I’m not going to tell you what to do, but I’ll give you an example of what a B2B tech company I helped was facing.
When I audited their marketing operations I saw a number of areas where there was a big disconnect between the marketing investment and the marketing outcome.
If you think of their marketing operations as a machine that you pour money into, then turn a crank, and business benefits come out the other side, the first part was definitely working.
They were making investments in all the right places.
The trouble is they weren’t turning the crank.
They weren’t putting in the work to figure out what was working, what wasn’t, and what should be done about it.
A lot of this came down to them trusting their agencies to connect the dots from investment to return. And the agencies were letting them down.
One area where there was no clear indication of what was and wasn’t working was in lead generation.
They had spent a lot of money and generated a lot of leads.
And that’s as far as the agencies had managed to connect the dots.
You wanted leads, you got leads, our job is done… Not quite.
I looked in their CRM and we found over 1000 high quality senior leads who fit their ideal customer profile (ICP).
These 1000 ICP leads had been in the database for about a year, and all of them had completely disengaged from my client for at least 6 months.
How’s this possible? How can 1000 real, qualified, targeted leads suddenly disengage from a company that they had previously been engaged with? I go into it in more detail at this link, but the summary is: leads binge, then disengage. It’s normal.
But what are you supposed to do about it?
Find a channel that they’re still tuned into and show up there.
What these channels have in common is that they are all very focused on the customer’s jobs, and they tend to have as little as possible to do with vendors.
For example, you’ve probably seen the “State of the Industry” reports that some vendors publish where they aggregate, anonymize, and summarize the data that they gather through their platform.
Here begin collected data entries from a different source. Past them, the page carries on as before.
PR #1305, opened 2026-08-04
feat(org-lens): all-time range for project detail influence trend + sparklines (LFXV2-2867)

ahmedomosanya:
## Summary

Adds a true **"All time"** range to the Org Lens **Project Detail** influence-trend chart and card sparklines ([LFXV2-2867](https://linuxfoundation.atlassian.net/browse/LFXV2-2867)). The BFF now serves the new adaptive **lifetime-bucketed** warehouse read models for `?range=all`, alongside the existing trailing-monthly source for `1y`/`2y`.

[lf-dbt #2711](https://github.com/linuxfoundation/lf-dbt/pull/2711) merged 2026-08-12. The three lifetime tables are in prod `ANALYTICS.PLATINUM_LFX_ONE`: `ORG_LENS_PROJECT_DETAIL_TREND_LIFETIME` (32.4M rows), `ORG_LENS_PROJECT_DETAIL_SPARKLINES_LIFETIME` (16.8M rows), and `ORG_LENS_PROJECT_INFLUENCE_LIFETIME_BUCKET_SPINE` (29.5M rows). KubeVirt has 9 multi-year buckets spanning 2009–2026.

## Changes

- **BFF** (`org-lens-project-detail.service.ts`): `getTrendBlock` / `getInfluenceBlock` branch on `range`. `all` reads the lifetime-bucketed trend/sparkline tables + the bucket spine and emits a variable `periods[]` axis (the project's shared adaptive bucket calendar, ≤ 12 points); `1y`/`2y` keep the trailing-monthly source + client-derived month axis. New parameterized fetches (`fetchTrendLifetime`, `fetchSparklinesLifetime`, `fetchLifetimeAxis`) and bucket-label formatting (`MMM YYYY` / `Q# YYYY` / `YYYY` / `YYYY–YYYY`). Cached `all` influence/trend payloads that lack a non-empty `periods[]` of strings are rejected so a pre-deploy 36-month Valkey entry cannot be served for the one-hour TTL.
- **Cache keys**: the trend/influence cache keys now include `range`, so an all-time request is never served a `1y`/`2y` series. The influence cache key already included `range` on `main`, so adding range did not invalidate existing `all` entries; the trend key did (range was new there). The ≤12 cap stays an e2e/product assertion, not a cache predicate.
- **Controller**: threads `range` into `getTrendBlock`.
- **Shared contract**: additive optional `periods?: string[]` on `OrgLensTrendBlock` / `OrgLensInfluenceBlock` (present only for `all`); `PD_TIME_RANGE_MONTHS.all` documented as variable-length.
- **Frontend component**: consumes `periods[]` for the chart axis labels.
- **E2E**: All time on Project Detail requests `range=all` for influence + trend and keeps sparkline/trend series aligned with the adaptive axis.

## Test plan

- [x] `yarn check-types`, `yarn lint:check`, `yarn build` — all pass locally.
- [x] Verified locally against dev-seeded lifetime tables: all-time trend + sparklines render with adaptive bucket axis (≤ 12 points; long-lived projects fold to multi-year).
- [x] Re-verify against prod once [lf-dbt #2711](https://github.com/linuxfoundation/lf-dbt/pull/2711) lands.

Ticket: [LFXV2-2867](https://linuxfoundation.atlassian.net/browse/LFXV2-2867)

[LFXV2-2867]: https://linuxfoundation.atlassian.net/browse/LFXV2-2867?atlOrigin=eyJpIjoiNWRkNTljNzYxNjVmNDY3MDlhMDU5Y2ZhYzA5YTRkZjUiLCJwIjoiZ2l0aHViLWNvbS1KU1cifQ
[LFXV2-2867]: https://linuxfoundation.atlassian.net/browse/LFXV2-2867?atlOrigin=eyJpIjoiNWRkNTljNzYxNjVmNDY3MDlhMDU5Y2ZhYzA5YTRkZjUiLCJwIjoiZ2l0aHViLWNvbS1KU1cifQ


apps/lfx-one/src/server/services/org-lens-project-detail.service.ts
```diff
@@ -411,47 +448,61 @@ export class OrgLensProjectDetailService {
...
+    // 1y/2y read the trailing monthly sparkline model and slice client-side over a fixed month axis;
+    // `all` reads the adaptive lifetime-bucketed model and carries its own variable `periods[]` axis
+    // (LFXV2-2867 D9) — the same shared bucket axis the trend chart uses (D7).
+    const [cardRows, viewing, sparkData] = await Promise.all([
       this.fetchCards(orgUid, slug, timeRangeType),
-      this.fetchSparklines(orgUid, slug),
       // Only the viewing org's own row is needed here (for the section-title band chips), so fetch
       // that single row rather than the whole board — the board itself is now paged separately.
       this.fetchViewingLeaderboardRow(orgUid, slug, timeRangeType).catch(() => null),
+      range === 'all' ? this.fetchLifetimeSparklineData(orgUid, slug) : this.fetchMonthlySparklineData(orgUid, slug),
```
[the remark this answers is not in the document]
ahmedomosanya: Addressed in 0ea8c81d — `all` cache hits now require a non-empty `periods[]`, so a pre-deploy 36-month Valkey entry cannot be served for the one-hour TTL.

apps/lfx-one/src/app/modules/dashboards/org/org-project-detail/org-project-detail.component.ts
```diff
@@ -879,12 +881,22 @@ export class OrgProjectDetailComponent {
...
-    const sparkline = card.sparkline.slice(-months);
-    const projectSparkline = card.projectSparkline.slice(-months);
-    const labels = this.monthLabels.slice(-sparkline.length);
+    // "All time" (periods present): the payload already carries the adaptive-bucket axis, so render
+    // the series as-is against the server-emitted labels. 1y/2y: slice the trailing months and derive
+    // the fixed month labels client-side (unchanged).
+    const useBuckets = periods !== null && periods.length > 0;
+    const sparkline = useBuckets ? card.sparkline : card.sparkline.slice(-months);
+    const projectSparkline = useBuckets ? card.projectSparkline : card.projectSparkline.slice(-months);
+    const labels = useBuckets ? periods.slice(-sparkline.length) : this.monthLabels.slice(-sparkline.length);
```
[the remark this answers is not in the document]
ahmedomosanya: Addressed in 0ea8c81d — Playwright now clicks All time, asserts `range=all` on influence+trend, and checks sparkline/trend series align with the adaptive axis (≤12).

apps/lfx-one/src/app/modules/dashboards/org/org-project-detail/org-project-detail.component.ts
```diff
@@ -225,11 +225,36 @@ export class OrgProjectDetailComponent {
...
+  private readonly lifetimeTrimStart = computed(() => {
+    const data = this.influenceState().data;
+    if (!data?.periods?.length) return 0;
+    const cards = [...(data.technical ?? []), ...(data.ecosystem ?? [])];
+    const width = cards.reduce((max, card) => Math.max(max, card.sparkline.length), 0);
+    for (let i = 0; i < width; i++) {
+      if (cards.some((card) => (card.sparkline[i] ?? 0) > 0 || (card.projectSparkline[i] ?? 0) > 0)) return i;
+    }
+    return 0;
   });
```
audigregorie, line 258: **Major — `lifetimeTrimStart` creates a diamond dependency on `influenceState()`**

`lifetimeTrimStart` is a `computed()` reading `this.influenceState().data`. `technicalCards` and `ecosystemCards` are also `computed()`s reading `this.influenceState().data` AND `this.lifetimeTrimStart()`. This forms a diamond: `influenceState` → both `lifetimeTrimStart` and `technicalCards`/`ecosystemCards`.

Angular's computed signals handle diamond dependencies correctly (no infinite loop), so this is functionally safe. But on every `influenceState` change, `lifetimeTrimStart` recomputes the trim index by scanning all 14 cards × ≤12 buckets, and then `technicalCards`/`ecosystemCards` re-derive the card VMs — a double traversal. Given the small bounds (≤168 cells) this is acceptable, but consider folding the trim computation directly into the card-mapping computed (or memoizing) to avoid the extra pass.

apps/lfx-one/src/app/modules/dashboards/org/org-project-detail/org-project-detail.component.ts
```diff
@@ -962,29 +998,47 @@ export class OrgProjectDetailComponent {
...
+
+    // All time: the lifetime bucket spine can start well before the project's first real activity,
+    // which renders as leading 0% dead space. Open the axis on the first bucket that has data.
+    // 1y/2y keep the whole requested window — an empty leading month there is real information.
+    const firstWithData = useBuckets ? allTotals.findIndex((total) => total > 0) : 0;
+    if (firstWithData === -1) return { labels: [], datasets: [] };
+
+    const labels = allLabels.slice(firstWithData);
+    const entries = allEntries.map((e) => ({ name: e.name, data: e.data.slice(firstWithData) }));
+    const totals = allTotals.slice(firstWithData);
```
audigregorie, line 1035: **Major — Influence cards and trend chart use different leading-trim criteria under "All time"**

`lifetimeTrimStart` (influence cards, line 249) trims leading buckets where **no card has any non-zero org or project value** across all 14 cards. `firstWithData` here (trend chart) trims leading buckets where the **total combined influence across all orgs is 0**. These are different metrics, so under "All time" the influence card sparklines and the stacked trend chart can open on different first buckets — e.g. cards start at "2014" while the trend starts at "2016" — producing inconsistent axis labels across the same tab.

The e2e test only compares the raw server-emitted `periods[]` lengths (which match), so it won't catch this. Consider aligning both trims to the same criterion (both use the trend's total-activity rule, or both use the card-activity rule), or document the intentional divergence in the component so it's clear this is by design.

apps/lfx-one/src/server/services/org-lens-project-detail.service.ts
```diff
@@ -1139,6 +1319,26 @@ export class OrgLensProjectDetailService {
...
+      if (!accountId) continue;
+      let series = byAccount.get(accountId);
+      if (!series) {
+        series = { accountId, orgName: row.ORG_NAME ?? '', orgLogoUrl: row.ORG_LOGO_URL ?? '', combined: [] };
+        byAccount.set(accountId, series);
+      }
+      series.combined.push(this.round1(this.num(row.COMBINED_INFLUENCE_SCORE)));
+    }
+    return byAccount;
+  }
```
audigregorie, line 1340: **Major — `buildTrendLifetimeByAccount` trusts the warehouse density contract without defensive padding**

The comment asserts the read model is "dense per (account, bucket) over the project's shared axis," so every series should equal `periods.length`. But the downstream `buildTrendSeries` (unchanged existing code, not in this diff) uses `rest.reduce((max, s) => Math.max(max, s.combined.length), 0)` for the "All others" length and `s.combined[i] ?? 0` for missing indices — it never pads the **named** orgs to the axis length.

If the warehouse contract is ever violated (a sparse row, a backfill gap), a named org's series would be shorter than `periods[]` and misaligned against the server-emitted labels (oldest bucket dropped silently). The component's `padStart` left-pads to the max series length, but `periods.slice(-len)` would then drop leading labels — so the series would render against the wrong bucket labels.

Consider padding each named series to `periods.length` here (or in `buildTrendSeries`), or asserting the invariant with a dev-mode check so a contract regression surfaces immediately rather than as a silent misalignment.

apps/lfx-one/src/server/services/org-lens-project-detail.service.ts
```diff
@@ -1606,6 +1818,11 @@ export class OrgLensProjectDetailService {
     return Array.isArray((value as OrgLensTrendBlock).trend);
   }
 
+  private static hasAdaptivePeriods(value: unknown): boolean {
+    const periods = (value as { periods?: unknown }).periods;
+    return Array.isArray(periods) && periods.length > 0 && periods.every((label) => typeof label === 'string');
+  }
```
audigregorie, line 1824: **Minor — `hasAdaptivePeriods` validator can cause a cache-thrash loop for `all` projects with an empty bucket spine**

For `range === 'all'`, the cache validator requires `hasAdaptivePeriods(value)` — `periods.length > 0`. If a project has no rows in the bucket spine, `fetchLifetimeAxis` returns `[]`, the BFF emits `periods: []`, and the block is cached. On the next request, the validator rejects the cached entry (empty periods), so the BFF re-fetches and re-caches — every request hits Snowflake.

This is an edge case (projects with no lifetime buckets likely have no data at all), but the validator should either allow empty-period `all` blocks (they're valid "no data" responses) or the BFF should skip caching when `periods` is empty, to avoid the cache-thrash.

```suggestion
  private static hasAdaptivePeriods(value: unknown): boolean {
    const periods = (value as { periods?: unknown }).periods;
    return Array.isArray(periods) && periods.every((label) => typeof label === 'string');
  }
```

(Dropping the `length > 0` requirement so empty-but-valid `all` blocks can be served from cache.)

apps/lfx-one/src/server/services/org-lens-project-detail.service.ts
```diff
@@ -762,6 +886,62 @@ export class OrgLensProjectDetailService {
...
+        return `${OrgLensProjectDetailService.shortMonths[startDate.getUTCMonth()]} ${year}`;
+      case 'quarterly':
+        return `Q${Math.floor(startDate.getUTCMonth() / 3) + 1} ${year}`;
+      case 'yearly':
+        return `${year}`;
+      case 'multi_year': {
+        const endDate = this.parseUtcDate(end);
+        const endYear = endDate === null ? year : endDate.getUTCFullYear();
+        return endYear > year ? `${year}\u2013${endYear}` : `${year}`;
+      }
```
audigregorie, line 930: **Minor — `multi_year` bucket with `end === null` renders as single-year `YYYY`, losing the range distinction**

If `BUCKET_END` is null (a spine row with a missing end date), a `multi_year` bucket renders as just `YYYY` — indistinguishable from a `yearly` bucket. This is a defensive fallback, but it could mislead users about the bucket's span. Consider logging a warning when a `multi_year` bucket has no end date, or rendering as `YYYY–?` to signal the gap so the label doesn't silently collapse to a single year.

packages/shared/src/constants/org-lens-project-detail.constants.ts
```diff
@@ -103,7 +103,15 @@ export const PD_TIME_RANGE_OPTIONS: { id: OrgLensLeaderboardTimeRange; label: st
...
-export const PD_TIME_RANGE_MONTHS: Record<OrgLensLeaderboardTimeRange, number> = { '1y': 12, '2y': 24, all: 36 };
+/**
+ * Trailing monthly window per range for the recent-monthly representation. `1y`/`2y` slice the
+ * trailing 12 / 24 monthly points client-side. `all` is NO LONGER a fixed length (was 36): under
+ * "All time" the payload carries a variable, adaptively-bucketed series (hard cap ≤ 12 points) with
+ * its own `periods[]` axis labels (see `OrgLensTrendBlock.periods`), so the client renders the
+ * payload as-is instead of slicing to a fixed count. The `all` entry is a defensive upper-bound
+ * sentinel only — any residual `slice(-months)` on an already-≤12 all-time array is a no-op.
+ */
+export const PD_TIME_RANGE_MONTHS: Record<OrgLensLeaderboardTimeRange, number> = { '1y': 12, '2y': 24, all: Number.MAX_SAFE_INTEGER };
```
audigregorie, line 114: **Minor — `Number.MAX_SAFE_INTEGER` sentinel for `all` is surprising at call sites**

Using `Number.MAX_SAFE_INTEGER` as the `all` sentinel works because `Array.prototype.slice(-MAX_SAFE_INTEGER)` returns the whole array, and the comment documents this. But the sentinel could trip up future callers who do arithmetic on the value (e.g. `months - 1` for label derivation would produce a huge number). Consider a named constant like `PD_ALL_TIME_SENTINEL = Number.MAX_SAFE_INTEGER` to make the intent self-documenting at call sites, or `Infinity` which is more obviously "not a real count."

apps/lfx-one/e2e/org-project-detail.spec.ts
```diff
@@ -357,6 +357,47 @@ test.describe('Org Project Detail — leaderboard row score-breakdown drawer', (
...
+    );
+    await page.getByTestId('project-detail-time-range-all').click();
+    await expect(page).toHaveURL(/range=all/);
+    const influenceBody = (await (await influenceAll).json()) as { periods?: string[]; technical?: { sparkline?: unknown[] }[] };
+    expect(Array.isArray(influenceBody.periods)).toBe(true);
+    expect(influenceBody.periods!.length).toBeGreaterThan(0);
+    expect(influenceBody.periods!.length).toBeLessThanOrEqual(12);
+    const sparkline = influenceBody.technical?.[0]?.sparkline;
+    expect(Array.isArray(sparkline)).toBe(true);
+    expect(sparkline!.length).toBe(influenceBody.periods!.length);
```
audigregorie, line 380: **Minor — E2E test does not assert the adaptive bucket label format**

The test asserts `periods` is a non-empty string array of length ≤ 12, and that series align with `periods`, but it never checks that the labels match the documented formats (`MMM YYYY`, `Q# YYYY`, `YYYY`, `YYYY–YYYY`). A label like `""` (empty, from `bucketLabel` returning `''` on an unparseable date) or a malformed string would pass. Consider adding:

```suggestion
    expect(Array.isArray(influenceBody.periods)).toBe(true);
    expect(influenceBody.periods!.length).toBeGreaterThan(0);
    expect(influenceBody.periods!.length).toBeLessThanOrEqual(12);
    expect(influenceBody.periods!.every((p) => /\d{4}/.test(p))).toBe(true);
```

to catch a regression in `bucketLabel` (e.g. an unparseable `BUCKET_START` producing empty labels).

audigregorie (commented):
## Code Review Summary

Solid implementation of the all-time adaptive-bucket axis — additive `periods?: string[]` contract, range-scoped cache keys, and a `hasAdaptivePeriods` validator that rejects stale pre-deploy Valkey entries are exactly the right defensive patterns. The shared bucket spine keeps trend and sparklines on a common axis.

### Major — outside the diff

- **`buildTrendSeries` does not defensively pad lifetime series to the axis length** — see the comment thread on `buildTrendLifetimeByAccount` for details. The existing `buildTrendSeries` (unchanged by this PR) trusts the warehouse density contract; if it's ever violated, named org series would misalign against `periods[]`.

### Minor — outside the diff

- **`parseUtcDate` Date passthrough** — the `if (value instanceof Date) return value` branch trusts the caller's UTC anchoring, while the string branch explicitly re-anchors via `Date.UTC(...)`. Consistent with the rest of the file (`toYearMonth`), so not a regression — just noting the asymmetry.

### What's done well

- Cache key range-scoping + `hasAdaptivePeriods` validator correctly handles the one-hour TTL window where stale 36-month `all` entries could otherwise be served.
- Shared bucket spine axis (`ORG_LENS_PROJECT_INFLUENCE_LIFETIME_BUCKET_SPINE`) guarantees trend and sparklines share the same `periods[]` — the e2e test verifies this alignment.
- Additive `periods?: string[]` on both `OrgLensInfluenceBlock` and `OrgLensTrendBlock` keeps 1y/2y clients unchanged with thorough interface docs.

MRashad26 (approved):
Reviewed with the code-standards-enforcer checklist (signal/computed patterns, shared interfaces/constants placement, cache-key/staleness correctness, foundation/org-scoped Snowflake queries, security, test coverage). No template files are touched by this PR, so the function-call-in-template checklist item doesn't apply here.

**What this does:** Adds a true "All time" range to the Org Lens Project Detail influence-trend chart and card sparklines. `1y`/`2y` keep reading the existing trailing-monthly source and slicing client-side over a fixed month axis; `all` now reads three new lifetime-bucketed warehouse read models (trend, sparklines, and a shared bucket spine) and emits a variable, server-computed `periods[]` axis (≤12 adaptive buckets: monthly → quarterly → yearly → multi-year as a project ages) that both the influence cards and the trend chart share.

**Verified correct:**
- **Cache-staleness guard is the right fix for the stated risk.** The PR body flags that a pre-deploy 36-month Valkey entry could otherwise be served for `all` for the remainder of its 1-hour TTL. `hasAdaptivePeriods` (checked only when `range === 'all'`) rejects any cached value without a non-empty string `periods[]`, and the cache key for both blocks now includes `range`, so a stale fixed-length entry can't leak into the new adaptive-axis contract. Correctly scoped to only add the extra check for `all` — `1y`/`2y` reads aren't penalized with a check they don't need.
- **Shared lifetime axis, not per-metric/per-org trimming.** `lifetimeTrimStart` (client) computes one shared leading-empty-bucket cutoff across every technical + ecosystem card, rather than letting each card trim independently — correctly reasoned in the comment: independent trimming would desync the cards' axes from each other and from the trend chart, which is exactly the kind of subtle chart-misalignment bug that's easy to miss in review. Server-side, `fetchLifetimeAxis` reads the bucket spine (not the sparser trend/sparkline tables) specifically so the axis stays complete even where a metric/org has no rows for some buckets — both trend and sparklines index against that same axis.
- **Null-vs-zero semantics preserved through the new path.** `lifetimeTrimStart`'s activity check treats `null` (avg-merge-time's genuine "no merged PRs this bucket" gap) as 0 for trim purposes via `?? 0`, which is the right call for "should this bucket be trimmed" without corrupting the actual per-card `null` values that flow through unchanged for rendering.
- **`buildStackedTrend`'s new leading-zero trim** (`firstWithData`) is gated on `useBuckets`, so `1y`/`2y` behavior is provably unchanged (`firstWithData` hardcoded to `0` there) — an empty leading month in a bounded window is real information and correctly left alone; only the open-ended lifetime axis gets the dead-space trim.
- **Parameterized queries throughout** (`fetchTrendLifetime`, `fetchSparklinesLifetime`, `fetchLifetimeAxis`) — all `?`-bound, no string interpolation of caller-controlled values.
- **`PD_TIME_RANGE_MONTHS.all` → `Number.MAX_SAFE_INTEGER`** is a safe sentinel: confirmed the only consumers are `.slice(-months)` calls gated behind `useBuckets` being false, and `Array.prototype.slice` clamps an out-of-range negative start to `0` rather than erroring, so a hypothetical `all` request that lands with an empty `periods[]` (fresh project, no buckets yet) degrades to "render the full unsliced lifetime array" instead of crashing.
- **Bucket label formatting** (`bucketLabel`) is a plain, testable pure function covering all four granularities including the multi-year `YYYY` collapse when start/end share a year — dates are parsed via a UTC-anchored regex extraction (`parseUtcDate`) rather than trusting the driver's tz handling, avoiding an off-by-one-day class of bug for edge-of-month buckets.
- **Shared interfaces/constants correctly placed** in `@lfx-one/shared/{interfaces,constants}`, and the new `periods?: string[]` field is documented as present only for `all` on both `OrgLensInfluenceBlock` and `OrgLensTrendBlock`, with the doc comments explicitly calling out the 1:1 alignment contract with `sparkline`/`combined`.

**Minor, non-blocking:** the new pure logic on the server side — `bucketLabel`'s four-branch formatting (especially the multi-year same-year collapse and the `default` fallback), `parseUtcDate`'s regex parsing, and `hasAdaptivePeriods`'s cache-guard predicate — has no unit-level test coverage; the only new test is the single e2e case, which asserts array lengths/alignment but not label *content* (e.g., that a monthly bucket actually renders `"Jan 2016"` rather than some other string) or the cache-rejection behavior directly. That said, neither this server service nor the component file has any existing spec file in the repo, so this matches the file's pre-existing (lack of) unit-test convention rather than being a regression this PR introduces — worth a look if/when this area gets unit coverage, not a reason to hold up this PR.

audigregorie (approved):

apps/lfx-one/src/app/modules/dashboards/org/org-project-detail/org-project-detail.component.ts
ahmedomosanya: Addressed in `2a8e124` (follow-up #1443) — both trims are reverted rather than aligned.

You're right that the criteria diverge, and the consequence is worse than inconsistent labels. The lifetime bucket spine exists precisely so that every chart and sparkline shares ONE axis anchored at the project's earliest activity of any kind, with a metric whose own data began later rendering leading zeros rather than starting its axis later. Trimming client-side broke that guarantee whichever criterion won, so aligning the two would have traded a visible inconsistency for a quieter one.

The dead space the trims hid is an upstream data problem, not a rendering one: the bucket spine anchor is unbounded, tracked in [LFXV2-3231](https://linuxfoundation.atlassian.net/browse/LFXV2-3231). Trimming removed the visible gap without correcting the bucket widths, which are derived from that same inflated span — so the chart read as correct while the axis stayed wrong. Reverting keeps the symptom visible until the anchor is bounded upstream.

apps/lfx-one/src/app/modules/dashboards/org/org-project-detail/org-project-detail.component.ts
ahmedomosanya: Addressed in `2a8e124` (follow-up #1443) — `lifetimeTrimStart` is removed outright rather than memoized or folded into the card mappers. The trim it fed was reverted because it broke the shared lifetime axis (see the sibling thread on the trend chart), so the diamond and its double traversal go away with the feature.

apps/lfx-one/src/server/services/org-lens-project-detail.service.ts
ahmedomosanya: Addressed in `9736e84` (follow-up #1443) — good catch, and the asymmetry you spotted was real: the sparkline path already densifies over its axis in `denseSeries`, while the trend path trusted row order.

`buildTrendLifetimeByAccount` now takes the bucket axis and places each score **by bucket index** into a zero-filled array of `axis.length`, instead of pushing in row order. Every named series is therefore exactly `periods.length` long by construction rather than by convention, so a sparse row set or a backfill gap can no longer shift a series against the emitted labels. "All others" maxes over the named lengths, so it inherits the same length for free.

apps/lfx-one/src/server/services/org-lens-project-detail.service.ts
ahmedomosanya: Addressed in `9736e84` (follow-up #1443) — took your suggestion and dropped the `length > 0` requirement.

Presence of the array is what rejects stale pre-deploy entries (those carry no `periods` at all), so nothing is lost: an empty-but-valid all-time block now serves from cache instead of re-querying Snowflake on every read for the life of the TTL. I documented why the emptiness check is deliberately absent, so it doesn't get "tightened" back later.

apps/lfx-one/src/server/services/org-lens-project-detail.service.ts
ahmedomosanya: Addressed in `9736e84` (follow-up #1443) — a `multi_year` bucket whose end date is missing or unparseable now renders `YYYY–?` instead of collapsing to a bare `YYYY`, so the gap is visible rather than silently understating the span.

There is no logger wired into this service, so the label itself carries the signal. The new bucket-label format assertion in the E2E spec also rejects `YYYY–?`, which means a spine row like this surfaces in CI rather than only in the rendered axis.

packages/shared/src/constants/org-lens-project-detail.constants.ts
ahmedomosanya: Addressed in `6d55ea2` (follow-up #1443) — extracted `PD_ALL_TIME_WINDOW` with a doc comment stating it is not a real month count and must not be used in arithmetic, which is exactly the `months - 12` trap you described.

Kept `Number.MAX_SAFE_INTEGER` rather than switching to `Infinity`: it is more obviously "not a real count", but it does not survive `JSON.stringify` (it serialises to `null`), and this constant is in the shared package where it could plausibly end up on the wire.

apps/lfx-one/e2e/org-project-detail.spec.ts
ahmedomosanya: Addressed in `2aa68bc` (follow-up #1443) — went slightly stricter than the suggestion. Rather than a `\d{4}` substring test, each label is matched against the four documented formats:

```ts
expect(period).toMatch(/^(?:[A-Z][a-z]{2} \d{4}|Q[1-4] \d{4}|\d{4}(?:\u2013\d{4})?)$/);
```

So an empty label, a malformed one, and the `YYYY–?` degenerate case from the `multi_year` thread all fail the spec instead of slipping through on a digit match.

ahmedomosanya:
This merged before the review feedback landed. The findings above are handled in a follow-up: **#1443**.

**Landing in #1443** — the three findings with a real effect on the running system, plus two supporting changes:

- Lifetime trend series are now placed **by bucket index** over the zero-filled axis instead of pushed in row order, so a sparse row set can no longer shift a series against `periods[]` and silently mislabel every point on it.
- `hasAdaptivePeriods` no longer requires a non-empty array, so a project with an empty bucket spine stops rejecting its own cache entry and re-querying Snowflake on every request.
- A `multi_year` bucket with a missing end date no longer collapses to a bare `YYYY`.
- The all-time window sentinel is named, and the E2E spec asserts the bucket label format rather than only array shape.

**Not changing** — the client-side leading-bucket trims stay. @audigregorie is right that the trend chart and the influence cards trim on different criteria, but they render in different tab panels, values are correct in both, and within each block labels and data are sliced by the same index, so nothing is mislabelled. The empty leading buckets they hide come from the unbounded bucket-spine anchor, which is documented in [LFXV2-3231](https://linuxfoundation.atlassian.net/browse/LFXV2-3231) together with the related bucket-width problem that trimming does not solve.

[LFXV2-3231]: https://linuxfoundation.atlassian.net/browse/LFXV2-3231?atlOrigin=eyJpIjoiNWRkNTljNzYxNjVmNDY3MDlhMDU5Y2ZhYzA5YTRkZjUiLCJwIjoiZ2l0aHViLWNvbS1KU1cifQ

apps/lfx-one/src/app/modules/dashboards/org/org-project-detail/org-project-detail.component.ts
ahmedomosanya: Correcting my reply above: after weighing it, the trims are **staying**, so this is a deferral rather than a fix.

Your reading of the divergence is right, but the impact is narrower than I first treated it. Within each block the labels and the data are sliced by the same index, so no point is mislabelled — and the influence cards and the stacked trend render in different tab panels, so the two axes are never on screen together to be compared.

The dead space the trims hide comes from the unbounded bucket-spine anchor, which is now captured in [LFXV2-3231](https://linuxfoundation.atlassian.net/browse/LFXV2-3231) along with its second consequence: granularity is derived from that same inflated span, so bucket widths stay too coarse whether or not the leading buckets are trimmed. With the symptom documented there, reverting shipped behaviour purely to keep it visible in the UI isn't worth it.

Leaving this closed as deferred. If the cross-tab inconsistency does bite in practice, collapsing both blocks onto a single trim criterion is a small change.

apps/lfx-one/src/app/modules/dashboards/org/org-project-detail/org-project-detail.component.ts
ahmedomosanya: Correcting my reply above: the trims are staying (see the sibling thread), so `lifetimeTrimStart` is not being removed after all.

Leaving the diamond as-is, on your own assessment of it — Angular's computeds resolve it correctly and the extra pass is bounded at 14 cards × ≤12 buckets. If the card mapping grows past that, folding the trim into the mapping computed is the obvious next step.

Those state of the industry reports do amazing business. They get staged rollouts so investors and industry analysts see them first, then the customers, then high quality leads, and then finally the general lead generation programs use them to bring in more leads.
Why do they work? Because they’re about what the customer cares about: themselves and their peers. They are useful.
What they don’t have is a sales pitch. So customers lower their guard and tune in. They’re unaggressive.
They’re useful and unaggressive.
What’s a useful and unaggressive offering you can give your leads to re-engage them?
For my client, the answer was a series of Executive Roundtables where their dis-engaged leads could speak with their peers about a problem that they had in common and that my client solved. They didn’t talk about my client. And my client didn’t say anything about their solution. That would have violated the unaggressive requirement.
The leads talked to each other about the approaches they’d tried to solve the problem.
One or more of them happened to be my client’s customers. I made sure to invite them first. We didn’t coach them in any way. They talked about how my client’s solution helped them solve the problem.
Typically, between 20% and 50% of the attendees enter further conversations with my client after an event like this. That’s exactly what happened here.
Maybe it can work for you.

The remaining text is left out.